Per-Tool Checklist
□ Clear description
What it does, what it returns
□ When to use
Specific triggers ("when customer
asks about order status")
□ When NOT to use
Explicit exclusions ("not for refunds")
□ Parameter descriptions
Format, examples, edge case handling
□ Missing parameter behavior
"Ask the user" not "guess"
□ Prerequisites
"Call X before calling this tool"
□ Safety guardrails
Confirmation for writes, limits,
escalation triggers
System-Level Checklist
□ System prompt with global rules
When to use tools vs answer directly
□ Tool disambiguation
No two tools with overlapping triggers
□ Workflow orchestration
Clear call order for multi-tool flows
□ Backend validation
Never trust model arguments blindly
□ Error handling
What should the model do when a tool
call fails? (Retry?
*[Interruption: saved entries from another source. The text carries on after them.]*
PR #295, opened 2023-08-15
Use cached property in commands validation

taldcroft:
## Description

This just moves to code to use a nicer pattern for cached properties. This required a slight change in when the exclude intervals are fetched from Google sheets.

The PR also makes one small out-of-scope change to remove the unused `update_tlm()` base method. That originally served a purpose but is no longer used.

## Testing

Used local ska3-performance installation.

### Unit tests

- [x] Mac (importantly the newly-available validation regression tests)
```
(ska3-perf) ➜  kadi git:(use-cached-property) git rev-parse HEAD             
87bf8716ac03e51bef60a2f53f21d609df3e67f9
(ska3-perf) ➜  kadi git:(use-cached-property) pytest kadi
==================================================== test session starts ====================================================
collected 218 items                                                                                                         

kadi/commands/tests/test_commands.py ...........................................................................      [ 34%]
kadi/commands/tests/test_states.py ......................x.............................................x............. [ 72%]
..........                                                                                                            [ 76%]
kadi/commands/tests/test_validate.py ...................                                                              [ 85%]
kadi/tests/test_events.py ..........                                                                                  [ 89%]
kadi/tests/test_occweb.py ......................                                                                      [100%]

======================================== 216 passed, 2 xfailed in 135.94s (0:02:15) =========================================
```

Tell user? Escalate?)
□ Testing
Test each tool with: correct use,
wrong tool, missing params, edge cases
Key insight: Tool use is where prompt engineering becomes agent engineering. The same principles apply — be specific, give examples, set constraints — but the stakes are higher because tools have real-world side effects. A bad text response is annoying; a bad tool call can refund money, delete data, or send emails. Invest in tool descriptions like you invest in production code.